The user may use those templates to recognize decision classes of new objects in the prcess of testing. Apart from that kind of knowledge the system allows to choose the option of finding sequences of templates that are characteristic for one (or some) decision classes. Such sequences can be tested from the point of view of their ability to predict decision of unknown objects. The outcome of tests is presented in a confusion matrix.

GUI

Advantages of the Templates system include an intuitive and friendly interface patterned on the popular Rosetta system.

Input data

The system enables loading data from .txt files containing an information or decision table. The data have to be integer numbers.
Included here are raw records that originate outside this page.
PR #1238, opened 2024-08-13
Improve readability of sticky header in appendix

### LINKED ISSUE #1110: Appendix table header is missing a background
The URL : https://choosealicense.com/appendix/

The bug :

image

matthijsgroen:
The header of the appendix table was transparent, making the text in the header hard to read when scrolling

Fixes #1110

### DIFF
--- a/appendix.md
+++ b/appendix.md
@@ -11,7 +11,7 @@ If you're here to choose a license, **[start from the home page](/)** to see a f
 
 <table border style="font-size: xx-small; position: relative">
 {% assign types = "permissions|conditions|limitations" | split: "|" %}
-<tr style="position: sticky; top: 0">
+<tr style="position: sticky; top: 0; background: color-mix(in srgb, var(--backgroundColor) 70%, transparent);">
   <th scope="col" style="text-align: center">License</th>
   {% assign seen_tags = '' %}
   {% for type in types %}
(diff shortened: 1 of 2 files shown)


matthijsgroen:
@mlinksva is this something you could verify?

mlinksva:
This does look nicer but it appears to me only the first column is affected:

Screenshot 2024-08-29 at 08 54 15

It isn't immediately clear to me why, any idea?

matthijsgroen:
It seems to be caused by:

https://github.com/github/choosealicense.com/blob/gh-pages/assets/vendor/hint.css/hint.css#L27

The position relative moves the dots out of the page flow and cause them to render on top of the sticky header.

Since this is a global stylesheet, I cannot forsee the impact of removing this `position: relative` for the rest of the site. It looks good without the position relative for the appendix page though.

**Update:** I just checked on other pages, but there the positioning of a hint following the dot will break.
They also work with really high z-index values. So I added a commit to set a z-index for this sticky header as well

matthijsgroen:
The z-index value is now based on  https://github.com/github/choosealicense.com/blob/3f5208ac0da4a3e9336013eadb0ff7f3e84e277b/assets/vendor/hint.css/hint.css#L62

mlinksva (approved):

mlinksva:
Tests are failing for unrelated reasons, will fix in a separate PR.

PR #1243, opened 2024-09-03
limit workflow permissions

mlinksva:
I think only read of git contents is needed to run tests.


majidkhosravi5:
Hello, work in the system, but do not try to change the main passwords, keep an eye on the site and Gmail

Issue #1256, opened 2024-11-25
Appendix: Legend does not correspond to colours used for same license and copyright notice


mschoettle:
The appendix uses different colour tones for the columns "same license" and "license and copyright notice".

However, in the legend on the bottom the same blue-ish colour tone is used for all items of those categories. It would be good to match what is used in the table.

mlinksva:
I see the same used for both columns:

![Image](https://github.com/user-attachments/assets/71a2a23f-d54d-4acb-8f7f-aee100c0250a)

Could you clarify?

mschoettle:
Thanks for the quick response. I should have added a screenshot in the issue right away.

<img width="692" alt="image" src="https://github.com/user-attachments/assets/6e97a61c-5387-4b19-afb7-cd33b70bf209">

See the different colour tones used in the "same license" column. 

The legend, however, looks as follows:

<img width="228" alt="image" src="https://github.com/user-attachments/assets/0dcbc0d5-884b-4167-beef-e7b0e863a94b">

Another small issue is that the same darker colour tone is used for "same license (file)" and "same license (library)" although that might be intended?

mlinksva:
Yes the muted colours are intended for lighter versions of conditions. They should be used in the key, thanks for noticing this discrepancy!

mlinksva:
Looks like the reason is there's a bit of special handling of conditions with `--` in their name only in the appendix table, should be in the key/legend as well. And probably elsewhere, but a start would be to make this page consistent.

https://github.com/github/choosealicense.com/blob/05070e5536dca04098bb3cc345dee859ec360ddf/appendix.md?plain=1#L45-L52

A pull request to fix would be welcome, or I'll get to it eventually.

mschoettle:
Thanks! I will see if I can create a PR for it.

Would it be ok to also add a third colour (in a separate PR) for "same license" so that each of the three are represented by a different one?

mlinksva:
Great!

Not sure I understand what you have in mind re adding a third colour. My intent is to have all conditions be blue, but lighter versions of conditions be a muted blue. Do you have a different scheme in mind?

mschoettle:
Ah, I see.

The issue I faced when reviewing differences between licenses was that "same license" has three different versions and only two different colours. The difference in "same license (file)" and "same license (library)" is very minimal so that it was difficult to figure out which of the two the darker dot belonged to. That's why I propose to introduce a third muted blue.

[...]

PR #1257, opened 2024-11-25
Show muted colors for conditions in legend

mschoettle:
As per discussion in #1256.

This PR adds the same classes for the different license conditions so that the colours match what is shown in the table.

image

### DIFF
--- a/assets/js/app.coffee
+++ b/assets/js/app.coffee
@@ -40,14 +40,15 @@ class Choosealicense
     # Dynamically add annotations as title attribute to rule list items
     for ruletype, rules of window.annotations
       for rule in rules
-        licenseLiElement = $(".license-#{ruletype} .#{rule["tag"]}")
+        # Only select license elements in table, not legend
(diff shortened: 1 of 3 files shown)


mlinksva (approved):

assets/js/app.coffee
```diff
@@ -40,14 +40,15 @@ class Choosealicense
     # Dynamically add annotations as title attribute to rule list items
     for ruletype, rules of window.annotations
       for rule in rules
-        licenseLiElement = $(".license-#{ruletype} .#{rule["tag"]}")
+        # Only select license elements in table, not legend
+        licenseLiElement = $("td.license-#{ruletype} .#{rule["tag"]}")
```
mlinksva, line 44: Belatedly noticing, I think this may have removed the tooltip from https://choosealicense.com/licenses/ and individual license pages.

mschoettle: Good catch! Fixed in #1259

PR #1258, opened 2024-11-25
Add rule type headers to legend

mschoettle:
Add a header above each category of rules to distinguish them. This follows the description above the legend.

image

Related to the discussion in #1256


mlinksva (approved):

mlinksva:
This does look nicer, but isn't strictly right as patent use can be a permission or limitation. Ideally the patent limitation would be rendered with the other limitations.

mschoettle:
Indeed, I missed that. Attempt of a fix in #1261 which makes the whole logic simpler at the same time.

PR #1261, opened 2024-11-26
Group rules by type in appendix legend

mschoettle:
Follow-up to #1258.

Changes the grouping of rules to group them by type such that patent use limitation is shown under the limitations heading.

### DIFF
--- a/appendix.md
+++ b/appendix.md
@@ -72,36 +72,24 @@ If you're here to choose a license, **[start from the home page](/)** to see a f
 
 <p>Most open source licenses also have <span class="license-limitations"><span class="license-sprite"></span></span> <b>limitations</b> that usually disclaim warranty and liability, and sometimes expressly exclude patents or trademarks from licenses' grants.</p>
 
-{% assign seen_tags = '' %}
 {% for type in types %}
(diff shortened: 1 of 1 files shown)


mschoettle:
One issue currently is that now there are two IDs `#patent-use`. The link in the table heading goes to the first one and highlights that one.

You can have a look here: https://opulent-journey-66577v5vp935w99-4000.app.github.dev/appendix/ Although it might become unavailable when the codespace is paused/disabled automatically.

mlinksva:
This is indeed simpler, but it loses muted coloring in the legend for `--` "light" features.

On the issue you note, I suppose ideally both would be highlighted. And for the same license column header, the whole range of same-license variations in the legend. However, these are just nice to haves in my book.

mschoettle:
> This is indeed simpler, but it loses muted coloring in the legend for -- "light" features.

Fixed.

> On the issue you note, I suppose ideally both would be highlighted. And for the same license column header, the whole 
> range of same-license variations in the legend. However, these are just nice to haves in my book.

That would indeed be nice. Unfortunately, it's not possible with anchors alone. Maybe with [text fragments](https://web.dev/articles/text-fragments) but it unfortunately cannot highlight all matches right now.

PR #1277, opened 2025-04-08
Mention that Chyrp Lite uses the BSD 3-Clause license

PPPDUD:
See title.
Chyrp uses the _BSD 3-Clause “New” or “Revised” License_, and I thought it would be helpful to put a link to them here.
Does not affect functionality.


mlinksva:
We have 3 more prominent examples already.

PR #1279, opened 2025-04-15
Fix repository url parser in LicenseSuggestion

### LINKED ISSUE #1278: Bug: License suggestion fails to parse URLs of repositories with ".git" in its name
License suggestion mistakenly truncates repository name when it contains ".git" (which is common in repositories for .github.io websites).

For example, if an user inputs repository urls like "https://github.com/octocat/octocat.github.io", license suggestion will falsely split url at the middle of repo name, drop ".github.io" and return the result of "octocat/octocat".

Image

Cycloctane:
Update regex. Replace `String.split` with `String.replace` to trim ".git" suffix.

Fixes #1278

### DIFF
--- a/assets/js/app.coffee
+++ b/assets/js/app.coffee
@@ -112,7 +112,7 @@ class LicenseSuggestion
 
   # Try to extract the repository full name from the user input
   parseUserInput: (userInput) ->
-    repository = /https?:\/\/github\.com\/([^\/]+)\/([^\/]+)\/?$/.exec userInput
+    repository = /https?:\/\/github\.com\/([^\/]+)\/([^\/]+)/.exec userInput
     [_, username, project] = repository
     return username + '/' + project.replace /(\.git)$/, ''
 
--- a/assets/js/app.coffee
+++ b/assets/js/app.coffee
@@ -112,14 +112,9 @@ class LicenseSuggestion
 
   # Try to extract the repository full name from the user input
   parseUserInput: (userInput) ->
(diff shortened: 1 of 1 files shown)


assets/js/app.coffee
```diff
@@ -112,14 +112,9 @@ class LicenseSuggestion
 
   # Try to extract the repository full name from the user input
   parseUserInput: (userInput) ->
-    repository = /https?:\/\/github\.com\/(.*?)\/(.+)(\.git)?$/.exec userInput
+    repository = /https?:\/\/github\.com\/([^\/]+)\/([^\/]+)\/?$/.exec userInput
```
mlinksva: Nice simplification but I don't see any reason to reject a URL with trailing garbage, say someone copies a repo URL that includes a filename or `?tab=...` which are pretty easy to get if not paying close attention. Wonder if simply matching up to the end of the second path item and ignoring anything after that wouldn't work.
```suggestion
    repository = /https?:\/\/github\.com\/([^\/]+)\/([^\/]+)/.exec userInput
```

mlinksva (changes requested):

assets/js/app.coffee
Cycloctane: I think it makes sense. I also added `?` and `#` to negated class in the second group to ignore query and fragment.

mlinksva (approved):

THAIuLINH01 (commented):
[](url)

PR #1280, opened 2025-04-15
Remove invalid html tags inside hint.css tooltips

Cycloctane:
html tags are not supported in tooltips after #1141 . This pr removes invalid tags.


mlinksva (approved):
Thanks, you're right &lt;b> is rendered as raw text without this change!
image

PR #1326, opened 2026-03-02
Change to recomment ISC over MIT license

jaalto:
Rationale:

The ISC license is functionally identical to the MIT and Simplified BSD licenses but excels in legal brevity: ISC is approx. 100 words, whereas MIT is approx. 170.

While established, the MIT license contains language specific to the Massachusetts Institute of Technology’s 1980s policies. It includes a specific grant for "sublicensing" that many legal scholars argue is redundant if the license already allows users to "deal in the software without restriction."

The Internet Systems Consortium (ISC) removed this and other unnecessary wording made redundant by the global adoption of the Berne Convention.

Bottom Line: ISC is essentially a stripped-down, modern refinement of the MIT license.

### DIFF
--- a/index.html
+++ b/index.html
@@ -32,10 +32,10 @@ permalink: /
       <h3>I want it simple and permissive.</h3>
     </a>
     <p>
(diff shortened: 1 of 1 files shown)


mlinksva:
Fair points but familiarity wins here, no intention to change.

Moreover the input files have to contain the following information enabling the system to choose a proper way of analysis:
  • completeness or incompleteness of the data;
  • temporal or static character of the data;
  • whether the table is an information one or a decision one;
  • type of time (global or local) according to which data are ordered.
Applications

The Templates system is primarily intended to research and education purposes.

Future plans

The Templates system will be extended on possibility of rules or templates filtering, to increase interactive character of the system. Moreover, it is planned to make possibility to work with the system in the off-line mode what is understood as designing of a tree of consecutive algorithms and then single execution.

Acknowledgements

Development of the Templates system has been partially supported by the grant No. 3 T11C 005 28 from Ministry of Scientific Research and Information Technology of the Republic of Poland.